10.4 Using the Unified Logging System

macOS uses unified logging instead of simple text log files.

Write to the Log

logger "Backup started at $(date)"

View Logs

log show --predicate 'eventMessage CONTAINS "Backup started"' --info

10.5 Understanding Sandboxing

Some macOS apps run in a sandbox which limits what they can do.

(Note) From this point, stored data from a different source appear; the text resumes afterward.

Issue #22700, opened 2025-12-03
AWS Bedrock Chat Model does not show "Assume Role" saved credential and documentation does not mention if this is supported or not


ghostpepper108:
### Bug Description

As the title mentions, the agent node when connected to AWS Bedrock Chat Model node does not show saved "Assume Role" credential and only expects access_id, secret_access_key  and session_token. This is not production worthy because these credentials would mostly be temporary. Apparently other AWS nodes like Lambda display the saved "Assume Role" credential.

The documentation [n8n AWS Bedrock](https://docs.n8n.io/integrations/builtin/cluster-nodes/sub-nodes/n8n-nodes-langchain.lmchatawsbedrock/)  does not mention and only has link to Credentials page "You can find authentication information for this node [here](https://docs.n8n.io/integrations/builtin/credentials/aws/).

### To Reproduce

1. Create "AWS Assume Role" Credential
2. Add "AWS Bedrock Chat Model" node
3. Configure Credentials 

### Expected behavior

When configuring credentials in  "AWS Bedrock Chat Model" node, the saved "Assumed Role" does not show up

### Debug Info

NA

### Operating System

Debian GNU/Linux 12 (bookworm)

### n8n Version

1.122.4

### Node.js Version

18.20.4

### Database

SQLite (default)

### Execution mode

main (default)

### Hosting

self hosted

Joffcom:
Hey @ghostpepper108 

Thank you for taking the time to share your suggestion! We’ve reviewed the details, and it seems this is more of a feature or enhancement request rather than a bug report.

As a heads-up, we use GitHub issues exclusively for tracking bugs. For feature requests or support questions, we recommend sharing them on [our forum](https://community.n8n.io), where the community and our team actively discuss and prioritize new ideas.

We’re closing this issue for now to keep our tracker focused, but we’d love to hear more about your idea on the forum! Your feedback helps us improve, and we truly appreciate it. 

Thanks again for contributing, and we hope to see you on the forum!

PR #29717, opened 2026-05-04
feat(awsBedrockChat Node): Add AWS Assume Role support to Bedrock chat and embeddings nodes

rsedletsky:
## Summary

Adds AWS Assume Role authentication support to the **AWS Bedrock Chat Model** and **Embeddings AWS Bedrock** nodes.

Previously both nodes only supported IAM key-based authentication. In environments where workloads run under an IAM role (e.g. EKS with IRSA, ECS task roles), users were forced to create long-lived access keys just to use Bedrock — a security anti-pattern.

This change:
- Adds an **Authentication** option to both nodes (`IAM User` / `Assume Role`)
- When **Assume Role** is selected, the node uses the `awsAssumeRole` credential, calls STS `AssumeRole`, and uses the resulting short-lived credentials for Bedrock API calls
- Extracts shared AWS credential resolution logic into `packages/@n8n/nodes-langchain/utils/aws.ts` to avoid duplication between the two nodes
- Tested in a production EKS cluster using pod-level IAM roles

Docs follow-up: https://github.com/n8n-io/n8n-docs/issues/4564

## Review / Merge checklist

- [x] Tests included.


rsedletsky:
This PR resolves the issue reported in #22700 — AWS Bedrock Chat Model and Embeddings nodes were unable to use the Assume Role credential.

The implementation was tested in production on an EKS cluster using IRSA (IAM Roles for Service Accounts), which is the most common use case for this feature.

PR #284, opened 2024-02-08
Don't delete RandR outputs and CRT controllers

matt335672:
Rebase of #283 

This change doesn't delete outputs or CRT controllers when the screen configuration changes. Instead, the outputs are disconnected.

This emulates the behaviour of other virtual X servers (e.e. tigervnc) and prevents X applications from encountering BadRROutput or BadRRCtrc errors.

The following command can now be used to monitor RandR events generated by xorgxrdp. Previously it could fail with BadRROutput when reconnecting from a client with fewer screens.

```
xev -root -event randr [-display :xx]
```

### DIFF
--- a/module/rdpRandR.c
+++ b/module/rdpRandR.c
@@ -365,38 +365,15 @@ rdpRRSetPanning(ScreenPtr pScreen, RRCrtcPtr crtc, BoxPtr totalArea,
 }
 
 /******************************************************************************/
-static RROutputPtr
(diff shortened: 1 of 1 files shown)


jsorg71:
tested with 2 monitors, looks good to me

matt335672:
Thanks.

I'll probably pull it into the resize rework I'm doing at the moment then.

  • Scripts from sandboxed apps may inherit restrictions.
  • For packaged scripts, use hardened runtime and notarization.
  • Test scripts in Terminal and via launchd to verify behavior.

Chapter 10 Exercise

  1. Create a Launch Agent that backs up a folder daily.
  2. Load it with launchctl and verify with launchctl list.
  3. Use logger to write log entries.
  4. View entries with log show.
  5. Check SIP status with csrutil status.
  6. Test reading a protected folder and grant Full Disk Access if needed.

macOS Scripting Tips

  • Use plutil to check plist files.
  • Organize LaunchAgents and LaunchDaemons clearly.
  • Use logger and log show for structured logs.
  • Keep logs rotated.
  • Keep privileges minimal.
  • Validate all .plist files.
  • Document permissions your scripts need.
  • Test on a fully updated, SIP-enabled macOS system.